Referrals to a tertiary hospital: A window into clinical management issues in functional gastrointestinal disorders

Linedale EC1, Shahzad MA2, Kellie AR3, Mikocka-Walus A1,4, Gibson PR5, Andrews JM1,6. JGH Open. 2017 Oct 31;1(3):84-91. doi: 10.1002/jgh3.12015. eCollection 2017 Nov.

Author information

1 Department of Medicine, The University of Adelaide Adelaide South Australia Australia.

2 Department of Gastroenterology and Hepatology, The Queen Elizabeth Hospital Woodville South South Australia Australia.

3 GP Clinic, East Adelaide Health Care Adelaide South Australia Australia.

4 School of Psychology, Deakin University Burwood Victoria Australia.
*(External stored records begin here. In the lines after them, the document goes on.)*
PR #498, opened 2021-09-19
Inf 40/create unpaywall data feed telescope

tuanchien:
- bugfix: get_airflow_connection_url
- add get_airflow_connection_password
- add unzip_files function
- add find_replace_file  (sed cli replacement)
- add fn to wrap shell cmd calls. treats non zero exit as error.

Using unzip/find_replace makes the platform slightly more portable compared to calling a cli program in bash. unzip is faster than cli + bash pipe equivalent.  find_replace is about same speed as sed + bash pipe.

### DIFF
--- a/observatory-platform/observatory/platform/utils/file_utils.py
+++ b/observatory-platform/observatory/platform/utils/file_utils.py
@@ -333,3 +333,45 @@ def zip_files(file_list: List[str]):
                 shutil.copyfileobj(f_in, f_out)
 
     return zip_list
+
+
+def unzip_files(*, file_list: List[str], output_dir: str = None):
+    """Gunzip the list of files.
+
+    :param file_list: List of files to unzip.
+    :param output_dir: Optional output directory.
+    """
+
+    for file_path in file_list:
+        if file_path[-3:] != ".gz":  # Skip files without .gz extension
+            continue
+
+        logging.info(f"Unzipping file {file_path}")
+
+        if output_dir is None:
+            output_dir = os.path.dirname(file_path)
+
+        filename = os.path.basename(file_path)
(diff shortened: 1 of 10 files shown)


observatory-platform/observatory/platform/utils/file_utils.py
```diff
@@ -333,3 +333,45 @@ def zip_files(file_list: List[str]):
                 shutil.copyfileobj(f_in, f_out)
 
     return zip_list
+
+
+def unzip_files(*, file_list: List[str], output_dir: str = None):
```
jdddog, line 338: Perhaps give this function a name that communicates that it is unzipping gzip files, e.g. gunzip_files

observatory-platform/observatory/platform/utils/proc_utils.py
```diff
@@ -52,3 +56,21 @@ def stream_process(proc: Popen, debug: bool) -> Tuple[str, str]:
...
+
+
+def run_bash_cmd(cmd: str):
+    """Run a command in the bash shell and wait until it's done.  Log the output.
+    Raise an exception where there's stderr.
+
+    :param cmd: Command to run.
+    """
+
+    p = Popen(cmd, shell=True, stdout=subprocess.PIPE, stderr=subprocess.PIPE, executable="/bin/bash")
```
jdddog, line 68: Maybe add `shell=True` as a keyword argument in run_bash_cmd so that it can be turned off if required.

jdddog (changes requested):
Looks good Tuan, just a few small comments.

tuanchien:
Changed:
- unzip_files to gunzip_files
- added run_cmd with shell/executable parameters if you just want to run a generic command

jdddog (approved):

PR #503, opened 2021-09-23
Inf 40/unpaywall data feed fixes

tuanchien:


jdddog (commented):
It looks good to me Tuan, I just wonder if the download_info Dict should be a dataclass to make the interface clearer.

tuanchien:
- DownloadInfo added.
- Validation check added in function to make sure we're getting strings or DownloadInfo
- Add prefix_dir parameter to allow prefixing the filename paths (helpful to control save location if using http headers to do filename discovery).

jdddog (approved):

5 Department of Gastroenterology, Monash University Clayton Victoria Australia.

6 Department of Gastroenterology and Hepatology, Royal Adelaide Hospital Adelaide South Australia Australia.


BACKGROUND AND AIM: To investigate the quality of and reasons for referrals of patients with likely functional gastrointestinal disorders (FGID) and explore patients' experience of clinical management.

METHODS: A cross sectional, mixed-methods study was undertaken. Referrals (July 2013-2015) to one gastroenterology outpatient department triaged as "likely FGID", the referred patients and their referring primary healthcare providers were examined.

RESULTS: A total of 69% of patients reported not yet receiving an initial diagnosis, 52% reported persistent/distressing symptoms or reduced quality of life, 24% feared missed or worsening pathology, and 35% were seeking repeat specialist consultation. Most patients were dissatisfied (40%) or only partially satisfied (36%) with current management. Dissatisfaction was significantly related to the lack of provision of a diagnosis and effective treatment options (P < 0.001). Referral quality was poor and with the reason for referral clearly communicated in only 25%. Common referral reasons included repeat presentations (n = 32), diagnostic uncertainty (n = 19), to ensure nothing is missed (n = 19), patient request (n = 17), no response to treatment (n = 16), and to allay patient fears (n = 14). A total of 28/60 primary healthcare providers were confident that their patient had a FGID, yet sought confirmation (n = 16), second opinion (n = 8), or advice (n = 4).

CONCLUSION: Current management of FGID in usual care is suboptimal, as evidenced by the tertiary referral load, patient dissatisfaction, and the lack of provision of diagnoses and effective treatment options. Some clinicians lack confidence in effectively identifying and managing these conditions. Resources and supports to equip and assist clinicians to identify and manage FGID successfully may enhance patient care.